Memory Hold-the-Door / Pilgrim’s Way

First published shortly after his death in February 1940, this is not an autobiography in the fullest sense, but rather a collection of reminiscences about people and places John Buchan had known. In the first sentence of the preface he wrote: ‘This book is a journal of certain experiences, not written in the experiencing moment, but rebuilt out of memory’.
He recalled his boyhood in Scotland, his time at Oxford, his experiences in South Africa, his time as an MP, and his impressions of America. In one chapter, ‘An Ivory Tower and its Prospect’, he wrote a little about his own books. Of Richard Hannay and others of his popular characters he says: ‘Soon these people became so real to me that I had to keep a constant eye on their doings’. Among what he considers to be his more serious fiction he believed Witch Wood to be the best.
He shared an amusing incident about political heckling in the Borders.
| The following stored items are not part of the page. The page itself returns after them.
PR #251, opened 2022-08-22
Harmony 1238 stuck jobs bug

indiejames:
## Jira Issue ID
HARMONY-1238

## Description
Makes updates to work-items asynchronous to prevent services having to wait. This allows locking the jobs table to avoid race conditions on updates since the work-item update can take longer without bogging down services.

## Local Test Steps
Can't force the race condition this is supposed to eliminate - best attempt is to run a few really long queries and make sure they don't get in a state where all the work items are done, but the job is not.

## PR Acceptance Checklist
* [x] Acceptance criteria met

### DIFF
--- a/app/backends/workflow-orchestration.ts
+++ b/app/backends/workflow-orchestration.ts
@@ -604,7 +604,12 @@ export async function updateWorkItem(req: HarmonyRequest, res: Response): Promis
     { workItemID: id, status, hits, serializedResults: JSON.stringify(results), scrollID, errorMessage, totalGranulesSize },
   );
 
-  // asynchronously handle the update
+  // asynchronously handle the update so that the service is not waiting for a response
+  // during a potentially long update. If the asynchronous update fails the work-item will
+  // eventually be retried by the timeout handler. In any case there is not much the service
+  // can do if the update fails, so it is OK for us to ignore the promise here. The service
+  // can still retry for network or similar failures, but we don't want it to retry for things
+  // like 409 errors.
   // eslint-disable-next-line @typescript-eslint/no-floating-promises
   handleWorkItemUpdate(update, req.context.logger);
 
--- a/app/backends/workflow-orchestration.ts
+++ b/app/backends/workflow-orchestration.ts
@@ -19,7 +19,7 @@ import JobError, { getErrorCountForJob } from '../models/job-error';
 import WorkItemUpdate from '../models/work-item-update';
 
 const MAX_TRY_COUNT = 1;
-const RETRY_DELAY = 1000;
+const RETRY_DELAY = 1000 * 120;
 const QUERY_CMR_SERVICE_REGEX = /harmonyservices\/query-cmr:.*/;
 
 /**
@@ -424,7 +424,7 @@ async function handleFailedWorkItems(
     continueProcessing = job.ignoreErrors;
     if (!job.isComplete()) {
       let jobMessage;
-      
+
       if (errorMessage) {
         jobMessage = `WorkItem [${workItem.id}] failed with error: ${errorMessage}`;
       }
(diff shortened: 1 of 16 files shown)


app/backends/workflow-orchestration.ts
```diff
@@ -590,8 +584,30 @@ export async function updateWorkItem(req: HarmonyRequest, res: Response): Promis
...
+export async function updateWorkItem(req: HarmonyRequest, res: Response): Promise<void> {
+  const { id } = req.params;
+  const { status, hits, results, scrollID, errorMessage } = req.body;
+  const totalGranulesSize = req.body.totalGranulesSize ? parseFloat(req.body.totalGranulesSize) : 0;
+
+  const update = new WorkItemUpdate(
+    { workItemID: id, status, hits, serializedResults: JSON.stringify(results), scrollID, errorMessage, totalGranulesSize },
+  );
+
+  // asynchronously handle the update
```
chris-durbin, line 607: Give us more info on the comment on why we are doing this - what problem are we looking to address? What happens if the asynchronous update fails, and why is it ok that we ignore it?

app/models/work-item-interface.ts
```diff
@@ -63,6 +63,35 @@ export interface WorkItemRecord {
   createdAt: Date;
 }
 
+/**
+ * Interface the defines the fields in a work-item update from a service
```
chris-durbin, line 67: Interface *that* defines

app/models/work-item-interface.ts
```diff
@@ -63,6 +63,35 @@ export interface WorkItemRecord {
   createdAt: Date;
 }
 
+/**
```
chris-durbin, line 66: I just realized - I don't think this interface or the database record are actually used (no SQL updates or migrations in here). I would just leave those files in a branch for you somewhere if you think we might want to track the updates in a database table at some point. Pushing them to main will make people think this code is being used.

chris-durbin (commented):
I haven't tested yet.

app/models/work-item-interface.ts
indiejames: I thought you said to leave them in when we talked about it the other day. I'll pull them out.

app/backends/workflow-orchestration.ts
indiejames: Done.

test/work-items/work-backends.ts
```diff
@@ -281,13 +281,12 @@ describe('Work Backends', function () {
...
-              this.job.status =
-                this.workItem.status = updateState;
-              this.response = await updateWorkItem(this.backend, this.workItem);
+              this.workItem.status = updateState;
+              await updateWorkItem(this.backend, this.workItem);
             });
-            it('fails the update', function () {
-              expect(this.response.status).to.equal(409);
-              expect(this.response.text).to.equal(`Job was already ${terminalState}.`);
+            it('fails the update', async function () {
```
vinnyinverso, line 287: Not sure if "fails the update" accurately describes what's being tested here anymore?

vinnyinverso: Never mind, I think I get the gist!

indiejames: I just re-worded it to "fails to update the work item"

app/models/work-item-interface.ts
indiejames: Done.

app/models/work-item-interface.ts
indiejames: Removed.

vinnyinverso (approved):

chris-durbin (approved):
Tested in a sandbox environment. Database performance looked good - there were a minimal number of slow queries logged and all under two seconds. The CPU load on the database was extremely low and only required a database capacity of 2 units.

PR #252, opened 2022-08-22
Harmony 918 - Retry long-running work items

vinnyinverso:
## Jira Issue ID
HARMONY-918

## Description
This pull request modifies the work failer to ensure that old work items are retried or failed (if retries are exhausted) when they have not been updated for some time limit. It does this by first retrieving the old work items and then calling the same function that backend service pods use to update a work item's status (which handles retries, etc.).

Question -- should we modify `FAILABLE_WORK_AGE_MINUTES` in bamboo now that we're not immediately failing the items?

## Local Test Steps
I don't know if there is a better way to do this but I tested this by setting `WORK_FAILER_PERIOD_SEC` to 120 and `FAILABLE_WORK_AGE_MINUTES` to 1, and then added `return;` at the top of `updateWorkItem` in workflow-orchestration so that I could keep work items in the `RUNNING` state and prevent them from being updated via the service pods calling back to Harmony.

I then issued a small request. Each time the work failer ran and requeued the long-running work item, I checked the workflow ui to see that the item was properly set to `READY`, and then picked up again and set to `RUNNING`. 

When the item was ready again I killed the pod that was already processing that item (from the previous try) so that it would restart a fresh/free pod to pick up the re-queued item.

I repeated this until the item exhausted all retries and failed along with the job.

I also let the work failer run when an item was in the `READY` state, and made sure it didn't try to process that.

```
2022-08-22T15:29:44.645Z [info] [work-failer]: Starting work failer
2022-08-22T15:29:44.647Z [warn] [work-failer]: Retry limit of 3 exceeded
2022-08-22T15:29:44.647Z [warn] [work-failer]: Updating work item for 649 to failed with message Work item has not been updated for over 1 minutes.
2022-08-22T15:29:44.647Z [info] [work-failer]: Work failer processed work item updates for 1 jobs and 1 work items.
```

## PR Acceptance Checklist
* [x] Acceptance criteria met


indiejames (approved):

app/workers/work-failer.ts
```diff
@@ -25,42 +27,50 @@ export default class WorkFailer implements Worker {
...
+  async processWorkItemUpdates(lastUpdateOlderThanMinutes: number): Promise<{ workItemIds: number[], jobIds: string[] }> {
+    let response: {
+      workItemIds: number[],
+      jobIds: string[]
+    } = { workItemIds: [], jobIds: [] };
+    const workItems = await getWorkItemsByUpdateAgeAndStatus(
+      db, lastUpdateOlderThanMinutes, [WorkItemStatus.RUNNING],
+      [JobStatus.RUNNING, JobStatus.RUNNING_WITH_ERRORS],
+    );
+    if (workItems.length) {
```
chris-durbin, line 43: I think this is taking advantage of 0 being falsy? I'd rewrite it as `workItems.length > 0` or `workItems?.length > 0` if it's possible `getWorkItemsByUpdateAgeAndStatus` doesn't return an empty list when there are no items though it would be best if it returned an empty list.

test/workers/work-failer.ts
```diff
@@ -2,116 +2,171 @@ import { describe } from 'mocha';
 import MockDate from 'mockdate';
```
chris-durbin, line 2: It would be nice to have an end-to-end test with the `ignore-errors` flag as well to make sure that the job status is set correctly after all retries from the work failer have failed. Right now I think we have all the functionality tested since you are reusing the same code path `processWorkItemUpdate` for these updates so it's not a must to add this test, only if there's a straightforward way to add one end to end test.

app/workers/work-failer.ts
vinnyinverso: ☑️

test/workers/work-failer.ts
vinnyinverso: ☑️

chris-durbin (approved):
We discussed and decided leaving FAILABLE_WORK_AGE_MINUTES set to the same default value of 4 hours was good and that we'd have a new ticket to add a retry button on the workflow-ui to force a work item to be picked up again so a user or admin can force an item to be picked up again if it seems to be stuck in the running state.

PR #253, opened 2022-08-22
HARMONY-1264: Fix performance bottlenecks with polling for work.

chris-durbin:
## Jira Issue ID
HARMONY-1264

## Description
While testing in my sandbox environment I found several database performance issues when issuing a single request for 230K granules.

1.) We were timing out polling for work from the database at 1 second, but the query kept running in the background.
2.) We only allowed 7 concurrent connections causing blocking for requests trying to get info from the database (polling, workflow-ui, job status, etc)
3.) The fair queueing policy queries needed to be tweaked to improve performance (I was seeing them average over 70 seconds to complete).
4.) I added an index for a query on service ID and work item status because I saw the query plans doing table scans when querying on those two fields. I do not actually have evidence that this index improved the performance, but now I'm rarely seeing queries over two seconds. The change for 3 seems to have fixed the main performance issue, but it seems like we should keep this index based on the query plan. 

## Local Test Steps
Locally you can regression test to make sure that nothing is broken. To really test you need to deploy to a sandbox environment and increase the granule limit greater than 230K and then issue a large request:
{root}/C1234724470-POCLOUD/ogc-api-coverages/1.0.0/collections/all/coverage/rangeset?subset=lat(-45%3A45)&subset=lon(0%3A180)&skipPreview=true&ignoreErrors=true

## PR Acceptance Checklist
* [X] Acceptance criteria met

### DIFF
--- a/app/models/work-item.ts
+++ b/app/models/work-item.ts
@@ -112,7 +112,7 @@ export async function getNextWorkItem(
 ): Promise<WorkItem> {
   let workItemData;
   const acceptableJobStatuses = _.cloneDeep(activeJobStatuses);
-  // Now that we use search-after instead of scrolling we could allow pausing of query-cmr
+  // TODO: Now that we use search-after instead of scrolling we could allow pausing of query-cmr
   // work items and start them back up when the job is resumed because there is no session
   if (serviceID.includes('query-cmr')) {
     acceptableJobStatuses.push(JobStatus.PAUSED);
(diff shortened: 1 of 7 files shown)


vinnyinverso (approved):

vinnyinverso:
That's a lot of fixes, great job.

app/models/work-item.ts
```diff
@@ -112,14 +112,14 @@ export async function getNextWorkItem(
 ): Promise<WorkItem> {
   let workItemData;
   const acceptableJobStatuses = _.cloneDeep(activeJobStatuses);
-  // The query-cmr service should keep going for paused jobs to avoid the ten minute CMR
-  // scroll session timeout
+  // Now that we use search-after instead of scrolling we could allow pausing of query-cmr
```
indiejames, line 115: This comment is slightly confusing since you didn't make that change. Maybe add a TODO?

indiejames (approved):

PR #255, opened 2022-09-01
Harmony 1172 - Retain original results limited message after resuming job

vinnyinverso:
## Jira Issue ID
HARMONY-1172

## Description
When a job is paused and then resumed it should now always retain the original results limited message. 

~I am not totally in love with the ultimate solution but I wanted to avoid making a major change given that our job messages and associated logic seems like it is reaching a pretty stable point.~

Refactored the job message logic to pull from a map of messages. Made some changes to job serialization as well that hopefully simplify things.

## Local Test Steps
http://localhost:3000/C1233800302-EEDTEST/ogc-api-coverages/1.0.0/collections/all/coverage/rangeset?maxResults=2

Pause and resume the job. Does the message look OK (are relevant parts, e.g. results limited messaging, retained after resumption)?

## PR Acceptance Checklist
* [x] Acceptance criteria met

### DIFF
--- a/app/middleware/cmr-granule-locator.ts
+++ b/app/middleware/cmr-granule-locator.ts
@@ -89,8 +89,16 @@ function getMaxGranules(req: HarmonyRequest, collection: string):
   return { maxGranules: maxResults, reason };
 }
 
-export const baseResultsLimitedMessage = (hits: number, maxGranules: number): string => `CMR query identified ${hits} granules, but the request has been limited `
-+ `to process only the first ${maxGranules} granules`;
+/**
+ * Constructs the base of the results limited message.
+ * @param hits - number of CMR hits
+ * @param maxGranules - limit for granule processing
+ * @returns the base of the results limited message
+ */
+export function baseResultsLimitedMessage(hits: number, maxGranules: number): string {
+  return `CMR query identified ${hits} granules, but the request has been limited `
+    + `to process only the first ${maxGranules} granules`;
+}
 
 /**
  * Create a message indicating that the results have been limited and why - if necessary
--- a/app/middleware/cmr-granule-locator.ts
+++ b/app/middleware/cmr-granule-locator.ts
@@ -82,6 +82,9 @@ function getMaxGranules(req: HarmonyRequest, collection: string): { maxGranules:
   return { maxGranules: maxResults, reason };
 }
 
+export const baseResultsLimitedMessage = (hits: number, maxGranules: number): string => `CMR query identified ${hits} granules, but the request has been limited `
++ `to process only the first ${maxGranules} granules`;
+
 /**
  * Create a message indicating that the results have been limited and why - if necessary
  * 
@@ -99,8 +102,7 @@ function getResultsLimitedMessage(req: HarmonyRequest, collection: string): stri
   const { maxGranules, reason } = getMaxGranules(req, collection);
 
   if (operation.cmrHits > maxGranules) {
-    message = `CMR query identified ${operation.cmrHits} granules, but the request has been limited `
-      + `to process only the first ${maxGranules} granules`;
+    message = baseResultsLimitedMessage(operation.cmrHits, maxGranules);
 
     switch (reason) {
       case GranuleLimitReason.MaxResults:
--- a/app/models/job.ts
+++ b/app/models/job.ts
@@ -99,26 +99,6 @@ export class SerializedJob {
 
   errors?: JobError[];
 
-  /**
-   * Returns only the links with a rel that matches the passed in value.
-   *
-   * @param rel - the relation to return links for
-   * @returns the job output links with the given rel
-   */
-  getRelatedLinks(rel: string): JobLink[] {
-    const links = this.links.filter((link) => link.rel === rel);
-    return links.map(removeEmptyProperties) as JobLink[];
-  }
-
-  /**
-   * Constructs a serialized job from an object.
-   * @param fields - the fields to initialize the SerializedJob with.
-   */
-  constructor(fields: SerializedJob) {
-    if (fields) {
-      Object.assign(this, fields);
-    }
-  }
 }
 
 export interface JobQuery {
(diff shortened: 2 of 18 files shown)


app/models/job.ts
```diff
@@ -226,6 +226,40 @@ export const statesToDefaultMessages: any = Object.values(stateMachine.states).r
...
+function removeMessageParts(
+  message: string,
+  partsToRemove,
+  partsFilter: (p: string) => boolean = undefined,
+): string {
+  if (!message) {
+    return;
+  }
+  let acceptableParts = message
+    .split('.')
```
chris-durbin, line 250: Deciding that a '.' means the end of a sentence seems problematic, but if you're only removing a portion if it's an exact match to some message it should be fine.

app/models/job.ts
```diff
@@ -600,17 +634,24 @@ export class Job extends Record implements JobRecord {
...
-  pause(message = statesToDefaultMessages.paused): void {
+  pause(): void {
     validateTransition(this.status, JobStatus.PAUSED, JobEvent.PAUSE);
-    this.updateStatus(JobStatus.PAUSED, message);
+    let newMessage = `${statesToDefaultMessages[JobStatus.PAUSED]}.`;
+    const messagePartsToRemove = activeJobStatuses.map((status) => statesToDefaultMessages[status]);
+    const retainedMessage = removeMessageParts(
+      this.message,
+      messagePartsToRemove,
+      (part) => part.includes('CMR query identified'));
```
chris-durbin, line 650: Oh we're using includes... so it is pattern matching and then the splitting on "." may be problematic if we change messages in the future.

chris-durbin (approved):
Tested it out successfully - I'm a little wary that we could change some of our messages or add new ones in the future that make the way we're parsing them break this functions, but I think the tests we have should help us catch breakages so we can worry about it later.

app/models/job.ts
```diff
@@ -226,6 +226,40 @@ export const statesToDefaultMessages: any = Object.values(stateMachine.states).r
...
+ * "The CMR identified 10 granules." when a job goes from previewing to running.
+ * @param message - the job message that may need changing
+ * @param partsToRemove - an array of strings to remove (sentences without periods--e.g. ["the job is paused"])
+ * @param partsFilter - an optional filter for removal of message parts that do not match this filter
+ * @returns the new message, with partsToRemove removed and sentence structure maintained,
+ * or an empty string if the new message has no retained parts
+ */
+function removeMessageParts(
+  message: string,
+  partsToRemove,
```
indiejames, line 243: add the type `string[]` here

app/models/job.ts
indiejames: I don't want to make this more complicated than it has to be, but does it make more sense to store the message as an array (or even a map) of messages that we can more easily pick out the parts we want to filter out (or keep)? Then we just have to concatenate the message parts whenever we want to send or log the message.

app/models/job.ts
```diff
@@ -226,6 +226,40 @@ export const statesToDefaultMessages: any = Object.values(stateMachine.states).r
...
+  partsFilter: (p: string) => boolean = undefined,
+): string {
+  if (!message) {
+    return;
```
indiejames, line 247: I think this `return` might break your contract of returning an empty string if there are no retained parts (I think it returns null or undefined).

indiejames (changes requested):
Just a couple comments regarding an empty return from a function and a missing parameter type.

vinnyinverso:
Refactored the job message logic to pull from a map of messages.

vinnyinverso:
Made some changes to job serialization as well that hopefully simplify things.

app/models/job.ts
```diff
@@ -514,11 +587,22 @@ export class Job extends Record implements JobRecord {
    */
   constructor(fields: JobRecord) {
     super(fields);
-    this.updateStatus(fields.status || JobStatus.ACCEPTED, fields.message);
+    let initialMessage: string;
+    try {
+      // newer jobs will have stringified JSON stored in the database
+      this.statesToMessages = JSON.parse(fields.message);
+      initialMessage = this.message;
+    } catch (e) {
```
chris-durbin, line 595: When using this pattern a lot of times we like to look for a specific exception type rather than catching any exception. I'm not sure if there's a specific exception to expect in this case.

chris-durbin (approved):
Verified in a sandbox environment that all of my existing jobs had the same job messages. Submitted additional jobs and verified requests with limited max results had the correct message and jobs with default messages worked exactly the same as before. Also verified the ticket is fixed where the message is retained after resuming. I noticed that pausing and canceling leave the message as the default message (removing the warning message about the number of input granules), but I think that makes sense.

app/models/services/turbo-service.ts
```diff
@@ -22,4 +23,20 @@ export default class TurboService extends BaseService<TurboServiceParams> {
   async _run(_logger: Logger): Promise<InvocationResult> {
     return null;
   }
+}
+
+/**
+ * Extends TurboService for testing purposes.
+ */
+export class TestTurboService extends TurboService {
```
indiejames, line 31: This should probably be in a file under the 'test' directory.

test/jobs/message.ts
```diff
@@ -0,0 +1,230 @@
...
+    subsetting: {
+    },
+  },
+};
+
+/**
+ * Build an operation for the tests.
+ * @returns DataOperation
+ */
+function buildOperation(message: string): DataOperation {
```
indiejames, line 30: Is this a function that might be of use in other tests? Should it be moved to a util file for that reason?

indiejames (approved):
Tested locally.

test/jobs/message.ts
vinnyinverso: ✅

app/models/services/turbo-service.ts
vinnyinverso: ✅

app/middleware/cmr-granule-locator.ts
```diff
@@ -89,6 +89,9 @@ function getMaxGranules(req: HarmonyRequest, collection: string):
   return { maxGranules: maxResults, reason };
 }
 
+export const baseResultsLimitedMessage = (hits: number, maxGranules: number): string => `CMR query identified ${hits} granules, but the request has been limited `
```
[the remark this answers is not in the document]
vinnyinverso: ✅

app/models/job.ts
```diff
@@ -74,6 +69,38 @@ export interface JobRecord {
   collectionIds: string[];
 }
 
+/**
+ * The format of a Job when returned to an end user. Serialized in
+ * the sense of displaying to an end user, not in the sense of serializing
+ * to the database.
+ */
+export class SerializedJob {
```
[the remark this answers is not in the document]
vinnyinverso: ✅

app/models/job.ts
vinnyinverso: ✅

PR #263, opened 2022-09-19
Harmony 1265 - Add status filters, retry button, retry count to work items table in workflow UI

vinnyinverso:
## Jira Issue ID
HARMONY-1265

## Description
Adds status filters, retry buttons, and a retry count column to the work items table in the workflow UI. Apologies for the largeish PR but it was much easier to develop these 3 things in tandem.

## Local Test Steps
It's probably easiest to test this with a larger request http://localhost:3000/C1233800302-EEDTEST/ogc-api-coverages/1.0.0/collections/all/coverage/rangeset. You should see a retry button you can use to trigger retries for RUNNING items. You can also filter by status and view the retry counts. Note that since processing may happen fairly quickly, you might see (in the UI) items transition directly from READY to SUCCESSFUL when triggering retries.

## PR Acceptance Checklist
* [x] Acceptance criteria met


app/views/workflow-ui/job/index.mustache.html
```diff
@@ -6,6 +6,11 @@
     <meta name="viewport" content="width=device-width, initial-scale=1.0">
     <link rel="stylesheet" href="../../../css/eui.min.css">
     <link rel="stylesheet" href="../../../css/default.css">
+    <link rel="stylesheet" href="https://cdn.jsdelivr.net/npm/bootstrap-icons@1.9.1/font/bootstrap-icons.css">
+    <link href="https://unpkg.com/@yaireo/tagify/dist/tagify.css" rel="stylesheet" type="text/css" />
```
chris-durbin, line 10: James and I were noticing that sometimes we wait some time for the UI to load and the bottom left of the browser says 'waiting for unpkg.com' - just want to sanity check this is the best way to load the CSS.

chris-durbin (approved):
Tested out everything successfully locally. All the retry behavior worked as expected and the filters worked. The only thing I noticed was that if I paged through items with one filter set and then changed to a different filter it was not resetting the page number. For my case I paged through the ready items and then filtered for successful, and it did not show the successful items. I needed to change the query parameter in the URL back to 1 since there were only a few successful items at the time.

I think a future feature to add a 'first' and 'last' button in addition to 'previous' and 'next' would help with this case if we don't want to change the filter behavior.

app/views/workflow-ui/job/index.mustache.html
indiejames: Can we serve the CSS up via CloudFront?

indiejames (approved):

app/views/workflow-ui/job/index.mustache.html
vinnyinverso: I'm not sure about CloudFront but am open to exploring that if necessary.

PR #266, opened 2022-09-26
Harmony 1272 smart work item timeouts

indiejames:
## Jira Issue ID
HARMONY-1272

## Description
Uses a simple heuristic to retry stalled running work items that are relatively old based on previously successful work items for the same job/service.

## Local Test Steps
1. Add the following code to tasks/service-runner/app/workers/pull-worker.ts after line 170 to simulate stuck workers
```
// TODO remove this when done testing
if (Math.random() < 0.333) {
  return;
}
```
2. Build the service runner image using `npm run build` in the tasks/service-runner directory.
3. Run `bin/restart-services`
4. Run a query with multiple work items and watch the work items in the workflow-ui. You should see them fail about 1/3 of the time and get retried rather quickly (way less than two hours). The retry interval should increase as longer successful work items come in, and it should be about 1.5 times the duration of the slowest successful work item.

## PR Acceptance Checklist
* [x] Acceptance criteria met

### DIFF
--- a/app/models/work-item.ts
+++ b/app/models/work-item.ts
@@ -1,13 +1,12 @@
 import { subMinutes } from 'date-fns';
 import { ILengthAwarePagination } from 'knex-paginate';
 import _ from 'lodash';
-import { interquartileRange, max, quantile } from 'simple-statistics';
 import logger from '../util/log';
 import db, { Transaction } from '../util/db';
 import DataOperation from './data-operation';
 import { activeJobStatuses, Job, JobStatus } from './job';
 import Record from './record';
-import WorkflowStep, { getWorkflowStepByJobIdServiceId } from './workflow-steps';
+import WorkflowStep from './workflow-steps';
 import { WorkItemRecord, WorkItemStatus, getStacLocation, WorkItemQuery } from './work-item-interface';
 
 // The step index for the query-cmr task. Right now query-cmr only runs as the first step -
@@ -620,11 +619,6 @@ export async function getTotalWorkItemSizeForJobID(
   return totalSize;
 }
 
-const MIN_WORK_ITEMS_FOR_DURATION = 3;
-const MAX_WORK_ITEMS_FOR_DURATION = 10;
-const PERCENT_WORK_ITEMS_FOR_DURATION = 0.01;
-const MAX_WORK_ITEMS_WINDOW_FOR_DURATION = 100;
-
 /**
  * Compute the threshold (in milliseconds) to be used to expire work items for a given job/service
  * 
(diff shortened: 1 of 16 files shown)


tasks/service-runner/app/workers/pull-worker.ts
```diff
@@ -142,29 +142,32 @@ async function _pullAndDoWork(repeat = true): Promise<void> {
...
   try {
-    await fs.access(terminationFilePath);
-    // TERMINATING file exists so PreStop handler is requesting termination
-    logger.debug('RECEIVED TERMINATION REQUEST');
-    // removing the WORKING file is done in the `finally` block at the end of this function
-    return;
-  } catch {
-    // expected if file does not exist
-  }
+    // check to see if we are terminating
```
indiejames, line 146: Had to move this inside this try block to make sure the WORKING file gets cleaned up.

app/models/work-item.ts
```diff
@@ -602,4 +617,44 @@ export async function getTotalWorkItemSizeForJobID(
...
+  let threshold = 7200000;
+
+  try {
+    // use a simple heuristic of 2 times the longest duration of all the successful work items
+    // for this job/service
+    const result = await db(WorkItem.table)
+      .where({
+        jobID,
+        serviceID,
+        'status': 'successful',
```
vinnyinverso, line 642: Might want to use the enum here.

app/models/work-item.ts
```diff
@@ -602,4 +617,44 @@ export async function getTotalWorkItemSizeForJobID(
...
+    } else {
+      logger.debug('Using default threshold');
+    }
+    logger.debug(`Threshold is ${threshold}`);
+
+  } catch (e) {
+    logger.error(`Failed to get MAX duration for service ${serviceID} of job ${jobID}`);
+  }
+
+  return threshold;
```
vinnyinverso, line 658: Do we need any sort of sanity check that this is a positive number since the default value for the duration column is negative?

vinnyinverso:
This is really great overall. I have two things that I'm curious about.

Does the `threshold = 2.0 * result.max` work well for items that complete with smaller durations?

- Suppose most items early on in the step are taking ~1s, but later items in the dataset are taking ~2s (e.g. because their files are larger or some other service-specific detail causes them to process for a bit longer, or Harmony is not processing their updates as fast due to heavy system load). Would there be enough buffer to allow those later items to complete without continually retrying (before eventually failing)?

- What would happen during a deployment? It seems like a large number of items could quickly be failed if a few items succeeded fairly quickly prior to the deployment.

app/models/work-item.ts
indiejames: good catch. done.

app/models/work-item.ts
indiejames: Done.

indiejames:
> This is really great overall. I have two things that I'm curious about.
> 
> Does the `threshold = 2.0 * result.max` work well for items that complete with smaller durations?
> 
> * Suppose the first item  in the step takes ~1s, but later items are taking ~3s (e.g. because their files are larger or some other service-specific detail causes them to process for a bit longer, or Harmony is not processing their updates as fast due to heavy system load). Would there be enough buffer to allow those later items to complete without continually retrying (before eventually failing)?

Yes, there is at least a one minute buffer between retries and also if a granule gets retried then the original worker responds the new threshold will be increased according to the duration the original worker reports.

> * What would happen during a deployment? It seems like a large number of items could quickly be failed if a few items succeeded fairly quickly prior to the deployment.
Items will only fail in that case if the pods are getting evicted, in which case the items _should_ be retried.

chris-durbin (approved):
Deployed this code to sandbox and tested. I ran a 110K granule request and continually re-ran deployments while the request was going - I deployed at least 10 times throughout the run. In the end everything succeeded except the 4 S3 granules that always fail. I watched using the workflow-ui and the retries worked as expected with no work item left in a running state for more than 10 minutes throughout the run.

vinnyinverso (approved):

PR #277, opened 2022-10-17
Harmony 1304 - Hide retry and logs columns when functionality is inaccessible due to permissions

vinnyinverso:
## Jira Issue ID
HARMONY-1304

## Description
This ensures that when a user has inadequate permissions to view the logs or retry button(s) on the workflow UI, the corresponding columns will be hidden. Previously we were just hiding the buttons, but not also the columns. This was confusing, e.g. for a user who will never see the logs button but does see a column header named "logs".

## Local Test Steps

Submit a job (as an admin or non-admin, http://localhost:3000/C1233800302-EEDTEST/ogc-api-coverages/1.0.0/collections/all/coverage/rangeset?maxResults=2), then login to harmony with a different non-admin user and take a look at the other user's job. Make sure that there is no "logs" and no "retry" column.

## PR Acceptance Checklist
* [x] Acceptance criteria met

### DIFF
--- a/app/frontends/workflow-ui.ts
+++ b/app/frontends/workflow-ui.ts
@@ -275,10 +275,9 @@ function workItemRenderingFunctions(job: Job, isAdmin: boolean, requestUser: str
         ' title="view logs"><i class="bi bi-body-text"></i></a>';
     },
     workflowItemRetryButton(): string {
-      const sharedWithNonAdmin = (!isAdmin && (job.username != requestUser));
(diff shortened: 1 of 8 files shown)


indiejames (approved):

vinnyinverso:
> at getJobIfAllowed (/Users/cddurbin/workspace/harmony/harmony/app/util/job.ts:265:11)

Fixed -- thanks for catching that.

He offered insights into some of the famous men he had met, among them Lord Milner, Arthur Balfour, T E Lawrence (of whom he was an especial admirer), and George V. On his marriage he wrote: ‘I have been happy in many things, but all my other good fortune has been as dust in the balance compared with the blessing of an incomparable wife’.
With this volume appears as an appendix two chapters of an intended work on fishing which were found among his papers after his death, and bear the pencilled title: ‘Pilgrim’s Rest’.